On more control deals in China...
CHOU: We recently assumed control of the largest convenience store franchise in Beijing and I don't think that transaction would have been available 4-5 years back. It's less an issue of the Chinese economy per se but more that as private equity - along with all the intermediaries we use to create transactions - has been in the market for 10-15 years we have found that once in a while an interesting situation might come up where control is available. For the next five years, I would say that China will still be about growth minority investing but I would be very disappointed if there weren't a few control deals.
LIN: If you are looking to exit in Hong Kong or on NASDAQ maybe you can do control deals, but if you are trying to access onshore China deals where the company is looking to exit on a domestic exchange, control transactions are not doable. If there is a change in control, the CSRC requires a three-year waiting period before you can file for an IPO, it takes more than two years for the filing to get approved, and then there is a three-year lock up on the majority shareholder. If everything goes right, it will take eight years to exit, which is not a reasonable timeframe for traditional PE funds. That is why we are still doing minority growth transactions.
On managing LPs' growing appetite for co-investment...
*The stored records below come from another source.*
PR #1427, opened 2018-07-13
Touch 'egg-info' directory

stephenfin:
## Summary of changes

`tox` determines whether a package should be rebuilt by comparing the timestamp of the package's 'egg-info' directory and its `setup.py` or `setup.cfg` files [[1](https://github.com/tox-dev/tox/blob/3.1.0/src/tox/venv.py#L253-L257)] [[2](https://github.com/tox-dev/tox/blob/3.1.0/src/tox/venv.py#L221-L244)]. Unfortunately this checks the `egg-info` directory itself, which is not updated, unlike the contents of that directory. This means that `tox` will always rebuild the package once one of the two setup files has been updated.

While this is clearly a bug in `tox` that should be fixed separately, there is merit in using this as a heuristic so enable it.

Some other random fixes are included as separate patches.

### Pull Request Checklist
- [x] Changes have tests


pganssle:
What is up with all the permissions changes?

pganssle:
OK, the permissions changes are right, looks like it's a duplicate of #1441, which actually missed `easy_install.py`. I've rebased and left that one commit in place.

With regards to the merit of the actual PR, I don't totally understand why we need to do this and it doesn't seem entirely desirable. If we're not actually changing the `.egg-info` directory in any way, spoofing the modified time will make the metadata *inaccurate*. It seems like this might undermine anyone who is actually trying to monitor whether or not the `.egg-info` has changed, and might undermine some caching algorithms (though, admittedly, I don't know of any offhand).

I'm totally willing to be convinced otherwise, though. I feel like I have definitely encountered annoying problems from too-aggressive caches relating to packaging before.

@gaborbernat Any thoughts on this?

stephenfin:
> With regards to the merit of the actual PR, I don't totally understand why we need to do this and it doesn't seem entirely desirable. If we're not actually changing the .egg-info directory in any way, spoofing the modified time will make the metadata inaccurate. It seems like this might undermine anyone who is actually trying to monitor whether or not the .egg-info has changed, and might undermine some caching algorithms (though, admittedly, I don't know of any offhand).

Yes and no. We are actually updating the _contents_ of this folder but, due to how timestamps work on Linux at least, the timestamp of the directory itself is not updated. For example:

    $ ls -la oslo.config.egg-info/
    total 40
    drwxr-xr-x.  2 sfinucan sfinucan 4096 Dec  5  2017 .
    drwxr-xr-x. 12 sfinucan sfinucan 4096 Aug 22 13:56 ..
    -rw-r--r--.  1 sfinucan sfinucan    1 Aug 22 13:56 dependency_links.txt
    -rw-r--r--.  1 sfinucan sfinucan  227 Aug 22 13:56 entry_points.txt
    -rw-r--r--.  1 sfinucan sfinucan    1 Dec  5  2017 not-zip-safe
    -rw-r--r--.  1 sfinucan sfinucan   47 Aug 22 13:56 pbr.json
    -rw-r--r--.  1 sfinucan sfinucan 2041 Aug 22 13:56 PKG-INFO
    -rw-r--r--.  1 sfinucan sfinucan  222 Aug 22 13:56 requires.txt
    -rw-r--r--.  1 sfinucan sfinucan 3459 Aug 22 13:56 SOURCES.txt
    -rw-r--r--.  1 sfinucan sfinucan   12 Aug 22 13:56 top_level.txt

    $ ls -la | grep egg-info
    drwxr-xr-x.  2 sfinucan sfinucan  4096 Dec  5  2017 oslo.config.egg-info

(note Dec 5 2017 vs. Aug 22 2018)

Perhaps there are better heuristics we could be using to determine when an sdist has been regenerated, but this seemed as good as any in my mind. For what it's worth, I have "fixed" this in tox itself but the fix seemed like something others would benefit from.

stephenfin:
Another alternative might be to delete the entire `.egg-info` directory on rebuild, but that seemed overly invasive and I'm unsure what other side effects there might be, e.g. would files ever be placed here that weren't generated as part of the sdist build step?

PR #1429, opened 2018-07-14
Add a space after header, so reST rendering isn't mangled.

benjaminp:


pganssle:
I'm guessing this also needs to be changed in the towncrier template?

pganssle:
LGTM.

COULTER: It's very easy for a very small handful of managers to raise money. Some funds are very much oversubscribed and typically there is either an extremely compelling story or the groups raising capital have good track records and have distributed cash back to LPs. There is no such thing as an automatic re-up anymore. LPs are putting more capital with a smaller group of GPs and trying to build closer relationships with those GPs, often through co-investment, for example.
CHOU: In many ways the co-investment market is an LP-driven phenomenon in that the larger LPs are more important and they are more likely to have appetite for co-investment, often to reduce the fees they bear. Co-investment usually follows a deal timeline and these tend to be very hectic. What we have found is the LPs more suited to co-investment in Asia have people who are located broadly in our time zone and understand the Asian economy.
LIN: We are trying to satisfy co-investment needs but it's difficult. The larger LPs are very important in the current fundraising environment and luckily we have two anchor LPs, but their appetite for co-investment is very strong and they can write very big checks, which makes it very difficult to manage the appetite from smaller LPs. Clearly, if you have an office in the region it helps because you are in the time zone and the staff are usually local-language speakers. When I started 10-15 years ago there were few Mandarin speakers in the LP community but today almost every LP that comes to China brings one with them.
I would add that if you want to see co-investment, supporting the GP for the first close is the most impactful way to build a relationship. It doesn't guarantee co-investment but it goes a long way to ensure the GP remembers.
COULTER: It's competitive finding great deals and the last thing you want to be worried about is shepherding a bunch of unwieldy LPs to the finish line when you have a deal that you are trying to close. It is something that GPs need to think carefully about. On the other hand, it's a tough fundraising environment and there is a group of LPs, ourselves included, that like co-investment to reduce the fee drag and get more exposure to the GP itself. And if you have a great deal why not share it with some LPs rather than with your GP competitor down the street?